Your objective:
Check each line of the records below for the word "impl" and copy those where it appears.

Saved entries:
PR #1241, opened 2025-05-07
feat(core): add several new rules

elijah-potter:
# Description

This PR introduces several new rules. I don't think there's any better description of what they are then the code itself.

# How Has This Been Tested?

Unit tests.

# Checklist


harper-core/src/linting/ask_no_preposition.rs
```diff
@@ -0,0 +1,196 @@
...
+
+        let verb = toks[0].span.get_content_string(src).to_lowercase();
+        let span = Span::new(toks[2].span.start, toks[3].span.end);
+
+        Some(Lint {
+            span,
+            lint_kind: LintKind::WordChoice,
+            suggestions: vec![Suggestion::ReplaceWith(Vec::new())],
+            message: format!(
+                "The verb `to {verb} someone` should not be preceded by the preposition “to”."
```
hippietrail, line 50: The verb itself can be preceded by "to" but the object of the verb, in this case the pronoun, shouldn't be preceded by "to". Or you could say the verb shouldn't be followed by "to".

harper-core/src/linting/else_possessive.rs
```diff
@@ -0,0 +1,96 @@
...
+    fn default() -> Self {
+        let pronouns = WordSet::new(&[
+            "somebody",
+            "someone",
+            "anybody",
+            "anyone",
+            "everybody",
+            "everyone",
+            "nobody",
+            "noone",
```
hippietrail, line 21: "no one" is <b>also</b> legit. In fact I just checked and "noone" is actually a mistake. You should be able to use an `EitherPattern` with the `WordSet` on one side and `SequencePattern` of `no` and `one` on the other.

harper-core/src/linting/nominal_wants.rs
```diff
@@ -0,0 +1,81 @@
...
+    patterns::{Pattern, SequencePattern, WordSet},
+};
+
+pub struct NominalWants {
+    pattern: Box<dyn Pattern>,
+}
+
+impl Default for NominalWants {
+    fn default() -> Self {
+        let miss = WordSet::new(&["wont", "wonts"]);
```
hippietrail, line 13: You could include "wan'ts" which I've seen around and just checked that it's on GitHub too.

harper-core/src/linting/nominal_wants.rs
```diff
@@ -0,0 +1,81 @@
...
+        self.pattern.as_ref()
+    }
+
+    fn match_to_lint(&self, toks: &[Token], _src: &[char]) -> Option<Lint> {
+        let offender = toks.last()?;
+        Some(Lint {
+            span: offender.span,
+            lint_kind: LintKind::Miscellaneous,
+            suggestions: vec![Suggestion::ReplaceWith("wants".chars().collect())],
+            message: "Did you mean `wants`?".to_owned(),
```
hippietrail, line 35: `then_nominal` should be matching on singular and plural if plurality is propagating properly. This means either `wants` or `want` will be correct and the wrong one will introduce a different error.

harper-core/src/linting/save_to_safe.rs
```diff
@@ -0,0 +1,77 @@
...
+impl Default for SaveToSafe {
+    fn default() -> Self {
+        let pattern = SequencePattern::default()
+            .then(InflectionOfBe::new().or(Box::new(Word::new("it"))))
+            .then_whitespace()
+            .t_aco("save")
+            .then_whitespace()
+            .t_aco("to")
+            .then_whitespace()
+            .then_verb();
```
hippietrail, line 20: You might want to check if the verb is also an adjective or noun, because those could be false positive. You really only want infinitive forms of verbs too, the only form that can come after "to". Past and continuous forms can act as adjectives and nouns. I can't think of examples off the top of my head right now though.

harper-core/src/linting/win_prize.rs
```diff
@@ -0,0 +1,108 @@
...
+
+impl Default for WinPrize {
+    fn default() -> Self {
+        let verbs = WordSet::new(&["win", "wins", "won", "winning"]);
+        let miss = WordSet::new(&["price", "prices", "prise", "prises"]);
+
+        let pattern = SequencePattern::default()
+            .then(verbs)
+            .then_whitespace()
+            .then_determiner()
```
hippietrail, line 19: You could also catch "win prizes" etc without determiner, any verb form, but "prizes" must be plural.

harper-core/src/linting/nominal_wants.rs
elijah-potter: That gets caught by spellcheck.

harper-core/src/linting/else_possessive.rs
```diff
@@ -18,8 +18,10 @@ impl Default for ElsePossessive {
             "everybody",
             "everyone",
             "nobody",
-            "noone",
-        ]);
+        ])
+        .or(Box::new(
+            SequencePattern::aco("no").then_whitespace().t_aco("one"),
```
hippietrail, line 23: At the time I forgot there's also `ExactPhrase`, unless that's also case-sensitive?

...

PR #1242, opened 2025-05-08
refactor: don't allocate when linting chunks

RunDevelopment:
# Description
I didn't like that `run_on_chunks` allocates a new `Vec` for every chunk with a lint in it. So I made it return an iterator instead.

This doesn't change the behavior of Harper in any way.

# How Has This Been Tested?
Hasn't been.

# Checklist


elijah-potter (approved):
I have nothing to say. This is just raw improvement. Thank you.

Exercise result:
+impl Default for NominalWants {
+impl Default for SaveToSafe {
+impl Default for WinPrize {
@@ -18,8 +18,10 @@ impl Default for ElsePossessive {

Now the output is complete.